The Madikwe Initiative faced multiple difficulties from the start, not least because after the first three commercial lodges had been built, the Reserve’s development stagnated largely because of pending land claims. These claims made issuing new private sector lodge concessions problematic. Hence, the ‘economic engine’ was not managing to power the area as projected, and emerging small businesses set up by Mafisa found themselves without the expected thriving market to sustain them (Int. 4). At the same time, the government’s restructuring of local government exacerbated governance problems in the villages. Furthermore, an ill-defined conception of the respective roles of the three ‘stakeholders’ continued to hamper the Madikwe Initiative. The roles of the Board (to manage the Reserve) and the private sector (to build and run lodges and bring in tourists and money) were clear. But the role of the villages and their residents was sketchy at best and clearly inequitable as we show in the next section.


7.4 Community-Public-Private Partnerships: What Is a Community?


The NWP&TB was proud of its “pioneering approach to people-based wildlife conservation” and NWP&TB employees spoke often of how community development, rather than conservation, was the primary objective of Madikwe Game Reserve. “The local community,” stressed the park warden of Madikwe during an interview (Int. 5), “is a major stakeholder in the Madikwe project.”
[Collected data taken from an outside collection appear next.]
PR #1793, opened 2021-07-15
Add .nvmrc

markjaquith:
I tried to run the `npm run build` script, and it failed because of the version of Node I was using.

This ensures that people using NVM can run the build script regardless of what their default version of node is. I chose 15.9.0 because it's the latest version of version 15 which is what is used in the GitHub Actions workflow.


calebporzio:
Cool! Didn't know this existed - there's no way to put this in package.json right? I'd rather do that to avoid the extra file if that's possible.

ryangjchandler:
@calebporzio I believe you can do this using the `engines` key in the `package.json` file:

```json
"engines": {
    "node": ">=15.9.0"
}
```

calebporzio:
Oh cool - so the actual constraint is that workspaces are only supported in NPM v7, which I think requires Node 15 - so ideally we put an NPM version constraint in package.json.

However, NPM and Node versions are maybe tied in some way as far as compatibility goes, so maybe the Node constraint is enough?

ryangjchandler:
You can actually do an NPM constraint as well as a Node one.

markjaquith:
>  I believe you can do this using the `engines` key in the `package.json` file

Unfortunately this will only give a warning, and only if you're installing this package as a dependency in another package.

I just tried it, and it didn't warn me on `npm i`, and `npm run build` blew up. ☹️ 

I know it's an extra file, but `.nvmrc` makes it trivial. With that file present, when I `cd` into the Alpine git repo directory, my command line switches (including downloading and installing if necessary) to the correct node version. Pretty great developer experience.

SimoTod:
@markjaquith doesn't it switch only if you do `nvm use`?

thasmo:
@SimoTod, I guess @markjaquith has a setup where it would run `nvm use` automatically when changing directories; there are plugins/scripts for that.

A `.nvmrc` file does not force to use a specific Node version, nor does it run anything automatically by default - it's "just" a configuration file for `nvm`, which is a tool for managing/running multiple `Node` versions on a single machine. People used to working with `nvm` will see the `.nvmrc` file and can rely on it to switch to the desired/compatible `Node` version.

I'm used to `nvm` because we support multiple projects using different `Node` versions, but I can understand that adding yet another configuration file may not be desirable.

That said, I too think adding a `.nvmrc` file would be nice for those using `nvm`. 👍

markjaquith:
@thasmo is correct.

The [NVM installation instructions](https://github.com/nvm-sh/nvm#deeper-shell-integration) include example scripts that handle shell integration. Highly recommend if you bounce around between projects with different supported Node versions!

KevinBatdorf:
If you NVM you might want to check out FNM. In my experience it's much faster when opening a terminal.

https://github.com/Schniz/fnm

It also supports .nvmrc files. 


--

My opinion on whether it should be an added file. I think the visual noise cost of adding a file takes away more than the benefit the file provides. That's just me though. 

I wonder why NVM doesn't support adding a rule to package.json. that seems like an oversight.

calebporzio:
Thanks for the input everyone - I'm going with @KevinBatdorf's take on this and closing for those reasons - thanks!

PR #1802, opened 2021-07-16
feature: support esc shorthand

ryangjchandler:
This pull request adds support for the `.esc` modifier, acting as a shorthand for the `.escape` key modifier.

### DIFF
--- a/packages/alpinejs/src/utils/on.js
+++ b/packages/alpinejs/src/utils/on.js
@@ -168,8 +168,12 @@ function keyToModifier(key) {
         case ' ':
         case 'Spacebar':
             return 'space'
-        case 'esc':
-            return 'escape'
+        case 'Escape':
+            return 'esc'
+        case 'Meta':
+            return 'cmd'
+        case 'Control':
+            return 'ctrl'
         default:
             return key && kebabCase(key)
     }
--- a/packages/alpinejs/src/utils/on.js
+++ b/packages/alpinejs/src/utils/on.js
@@ -168,6 +168,8 @@ function keyToModifier(key) {
         case ' ':
         case 'Spacebar':
             return 'space'
+        case 'esc':
+            return 'escape'
         default:
             return key && kebabCase(key)
     }


calebporzio:
Reasoning behind this? Demand for this?

ryangjchandler:
#1791 changed the documentation that originally said `.esc`, so I'm guessing you thought it was that instead of `.escape` at some point. 

It's also shorter, never a bad thing. Most keyboards actually say Esc as opposed to Escape. The overhead is basically zero, so I can't see any reason for not merging.

markjaquith:
I don't know if this sways anything, but in addition to `.esc` being wrong in the documentation, I just realized two other things are wrong:

1. `.ctrl` is wrong, as the key is `Control`, not `Ctrl`. `@keydown.ctrl` never works — it has to be `@keydown.control`.
2. `.cmd` is wrong because that key is called `Meta` on macOS. `@keydown.cmd` never works — it has to be `@keydown.meta` (with obvious macOS/Windows implications).

Gonna hold off on PRs for these as this needs some deeper discussion about how it should work.

My gut feel is that `.cmd` should work, `.esc` should work, and `.ctrl` should work.

ryangjchandler:
@markjaquith Agreed. Those are definitely needed in my opinion. 

If @calebporzio agrees, I can update this PR to include those as well.

calebporzio:
Yeah, let's do it. Thanks

calebporzio:
Checking in on this @ryangjchandler - care to add those other shorthands?

ryangjchandler:
@calebporzio Sorry, been a busy few weeks. Will sort it out now.

markjaquith:
@ryangjchandler

I used this for testing (only have access to macOS right now):

```html
<!DOCTYPE html>
<html>
	<head>
		<script src="./packages/alpinejs/dist/cdn.js" defer></script>
	</head>

	<body>
		<div x-data="{events: []}">
			<input placeholder="esc" type="text" @keydown.esc.prevent="events.push('esc')" /><br />
			<input placeholder="escape" type="text" @keydown.escape.prevent="events.push('escape')" /><br />
			<input placeholder="ctrl" type="text" @keydown.ctrl.prevent="events.push('ctrl')" /><br />
			<input placeholder="alt" type="text" @keydown.alt.prevent="events.push('alt')" /><br />
			<input placeholder="meta" type="text" @keydown.meta.prevent="events.push('meta')" /><br />
			<input placeholder="cmd" type="text" @keydown.cmd.prevent="events.push('cmd')" /><br />
			<input placeholder="shift" type="text" @keydown.shift.prevent="events.push('shift')" /><br />
			<input placeholder="space" type="text" @keydown.space.prevent="events.push('space')" /><br />

            <h4>Events</h4>
            <ul>
                <template x-for="event in events">
                    <li x-text="event"></li>
                </template>
            </ul>
		</div>
	</body>
</html>
```

Works:

- esc
- ctrl
- alt
- cmd
- shift
- space

Does not work:

- escape
- meta

ryangjchandler:
@markjaquith Yeah, so this is a bit of a catch with how the `keyToModifier` function is actually used. What it does is take the value of `event.key` and converts it to a valid modifier. I wonder if we should actually be doing a `keyToModifier(e.key).includes()` check and then returning an array instead of a single string. @calebporzio What do you think?

calebporzio:
@ryangjchandler - yeah I'm down with that - I don't have strong opinions about that function

ryangjchandler:
Awesome. I'm away from my laptop today but will sort that out tomorrow.

calebporzio:
Any update here?

ryangjchandler:
Not had time to get back to this. Anybody who wants to do this, feel free.

calebporzio:
Lol, just fixed and merged myself - ty

PR #1808, opened 2021-07-18
update arrow key docs

broothie:
AFAICT, the `.up`-like arrow key shorthands mentioned in the [keyboard events](https://github.com/alpinejs/alpine/blob/919d5717263fc2ccfb6de79a8200fd8021bfc755/packages/docs/src/en/directives/on.md#keyboard-events) don't work. I found that they _did_ work when I used the kebab-case form from [`KeyboardEvent.key`](https://developer.mozilla.org/en-US/docs/Web/API/KeyboardEvent/key/Key_Values#navigation_keys), i.e. `.arrow-up`.

### DIFF
--- a/tests/cypress/integration/directives/x-on.spec.js
+++ b/tests/cypress/integration/directives/x-on.spec.js
@@ -263,6 +263,26 @@ test('keydown modifiers',
     }
 )
 
+test('keydown arrow modifiers',
+    html`
+        <div x-data="{ count: 0 }">
+            <input type="text"
+                x-on:keydown.up="count++"
+                x-on:keydown.arrow-down="count++"
+            >
+
+            <span x-text="count"></span>
+        </div>
+    `,
+    ({ get }) => {
+        get('span').should(haveText('0'))
+        get('input').type('{upArrow}')
+        get('span').should(haveText('0'))
+        get('input').type('{downArrow}')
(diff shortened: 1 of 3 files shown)


broothie:
Interesting -- according to [MDN](https://developer.mozilla.org/en-US/docs/Web/API/KeyboardEvent/key/Key_Values#navigation_keys) (at the end of the **Navigation Keys** section):

> [1] Internet Explorer, Edge (16 and earlier), and Firefox (36 and earlier) use "Left", "Right", "Up", and "Down" instead of "ArrowLeft", "ArrowRight", "ArrowUp", and "ArrowDown".

tests/cypress/integration/directives/x-on.spec.js
```diff
@@ -263,6 +263,26 @@ test('keydown modifiers',
     }
 )
 
+test('keydown arrow modifiers',
+    html`
+        <div x-data="{ count: 0 }">
+            <input type="text"
+                x-on:keydown.up="count++"
+                x-on:keydown.arrow-down="count++"
```
broothie, line 271: `x-on:keydown.up` doesn't work
`x-on:keydown.arrow-down` works

calebporzio:
Thanks however, I think this more a bug with Alpine. I just fixed Alpine to support `up`, etc... will be available in the next release

PR #1816, opened 2021-07-21
feature: add alias to $persist

pedroborges:
This pull request adds support for $persist aliases, just like in the $queryString plugin.

```html
<div x-data="{ form: $persist({}).as('form-0Jp3d') }"></div>
```

This useful for cases where you have multiple data components on the same page. With alias you can give each localStore entry a unique key. I recently needed it for a form component.


calebporzio:
Thanks for this - I actually just added this myself before I saw this PR - good instincts!

PR #1817, opened 2021-07-21
feature: support other data types for $persist

pedroborges:
This pull request adds support for other data types to $persist. The current implementation doesn't preserve the type nor supports `array` or `object`.


calebporzio:
Thanks for this - I actually just implemented this myself before I saw this - good instincts!

PR #1819, opened 2021-07-21
Fix x html with alpine content when sibling of xfor or xif

tvdr:
This pull request fixes the bug discovered in #1688 

The problem generally is that when one wants to insert alpine code with x-html but it is preceded by x-for or x-if , then the for/if directives pause observing mutations and as walking through the elements, initialize the x-html.
As the mutationobserver is paused, the alpine content inserted from the x-html wont "render".

Wrapping the el.innerHTML assignment in a nextTick solves the issue, as mutationobserver is turned back on.

Codepen showing non working examples : [Alpine3 x-html with alpine data render error](https://codepen.io/tvdr/pen/eYWvpbm) 

Same code with the fixed directive : [Alpine3 x-html with alpine data render fix](https://codepen.io/tvdr/pen/bGWrvep)

### DIFF
--- a/packages/alpinejs/src/directives/x-html.js
+++ b/packages/alpinejs/src/directives/x-html.js
@@ -1,13 +1,14 @@
-import { evaluateLater } from '../evaluator'
-import { directive } from '../directives'
-import { mutateDom } from '../mutation'
+import {directive} from '../directives'
+import {nextTick} from "../nextTick";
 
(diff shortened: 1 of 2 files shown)


calebporzio:
Thanks for submitting this. $nextTick works, but it's a hack around an underlying bug. I fixed the root problem in this PR: #1901

Issue #1805, opened 2021-07-16
x-for runs before an x-if that is wrapping it


AdamSCMM:
### Discussed in https://github.com/alpinejs/alpine/discussions/1730

<div type='discussions-op-text'>

<sup>Originally posted by **AdamSCMM** July  6, 2021</sup>
I have code where an x-if wraps an x-for to stop the x-for from running if the variables are not correct. In v2 this code worked correctly, in v3 the x-for throws an error: `can't access property "length", items is undefined` even though the x-if should be stopping it beforehand.

I've tried a few different ways of writing the if statement, but nothing seems to make a difference

The code looks like:

```
<template x-if="currentDay in days">
or
<template x-if="days[currentDay]">
    <template x-for="(_numbers, _index) in days[currentDay]" :key="_index">
```

You can see a working example at the codepen below. Click 5 or 7 and then null or clear. It breaks when it should not. 5 to 7 works fine

https://codepen.io/acxz/pen/mdmeJRo?editors=1010

It was already suggested to me to add a `|| []` at the end of the for to account for the collection being undefined, but that shouldn't be necessary. This situation should not be occurring like this</div>

wlhrtr:
I am having a similar issue if `x-if` and `x-for` are on the same `<template>` tag.

Worked fine in v2.

Hat to wrap the `x-for` in another `<template>` with the `x-if` on it.

```
<template x-if="visible">
    <template x-for="day in days">
        ...
    </template>
</template>
```

PR #1827, opened 2021-07-22
fix to x-for breaking with error when iterated item is undefined

tvdr:
possible fix for #1805 

By checking if item is not undefined, the loop function does not throw a breaking error, but properly cleans up inserted dom elements.

I think this may be the expected behaviour, even when not wrapped in x-if.  
Tests are commited for both cases.

non working codepen from the issue: [https://codepen.io/acxz/pen/mdmeJRo?editors=1010](https://codepen.io/acxz/pen/mdmeJRo?editors=1010)

same example with after fix [https://codepen.io/tvdr/pen/bGWojwd](https://codepen.io/tvdr/pen/bGWojwd)


calebporzio:
Thanks for submitting this, however I fixed it on master using a different implementation. Thanks again!

PR #1829, opened 2021-07-22
Remove leading blank line in intersect plugin

markjaquith:
A few more like this and the plugin will be *negative* 311 bytes. 😝


calebporzio:
Lol, thanks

From the start the NWP&TB conceptualized the three villages’ residents as constituting a ‘community’—a single, coherent, bounded social entity with shared values that could be labeled a ‘stakeholder’ in terms of a people-centred conservation and development model. This conceptualization had its roots in a socio-economic policy drawn up by an independent consultancy firm commissioned by what was then the Bophuthatswana Parks Board. The policy reportedly recommended that the Board should deal with democratic, representative committees rather than with traditional leaders because of the risk of powerful individuals appropriating the profits (Int. 1). Nothing was done until 1994 when, acting on this recommendation, the new NWP&TB created Community Development Organisations (CDOs) in each of the three villages. It then grouped the CDOs together under a single CDO forum.

The Board had intended the CDOs to be democratic, representative committees, comprising people who represented all socio-economic and political categories and sectors within each village, through which the Board would be able to access majority views and priorities in the villages. In practice, however, the CDOs were heavily aligned with the chiefs and tribal authorities and, rather than operating as neutral bodies, they came into conflict with other (local government) committees already present in the villages, and created serious rifts and divides. The CDOs were formally disbanded within 4 years, following the recommendations of a survey (Magome and Sentle 1998).

By the time the Madikwe Initiative became active in the villages in 1998, district councils had been set up under the Municipal Structures Act of that same year. Mafisa’s policy, in line with DfID’s, was to liaise with the newly formed, ANC-linked, ‘democratic’ district councils rather than solely with village-based structures, which included a variety of civic organizations. Such a liaison strategy played out in diverse ways in each village. In Lekgophung it was least problematic as at the time the village was represented by a Reconstruction and Development Programme forum which cooperated both with the traditional structures and the district council. The majority of respondents (90 % in the 2000 survey) stated that the Reconstruction and Development Programmed forum was the successful and legitimate committee representing the village, a finding supported by in-depth interviews and conversations.